| What you need to do |
I would like each line of the data that holds the word "documentation" copied out.

| Information provided |
PR #4, opened 2017-04-01
user_guide: add documentation of all methods

davidhicks:
Add documentation to the user guide for methods allowed to be used on
various types. The source of what methods are allowed to be called on
each type is:
  kaitai_struct_compiler/
    shared/
      src/
        main/
	  scala/
	    io/
	      kaitai/
	        struct/
		  translators/
		    BaseTranslator.scala

### DIFF
--- a/user_guide.adoc
+++ b/user_guide.adoc
@@ -1409,7 +1409,7 @@ No methods are currently supported for floating point numbers.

| Solved problem |
user_guide: add documentation of all methods
Add documentation to the user guide for methods allowed to be used on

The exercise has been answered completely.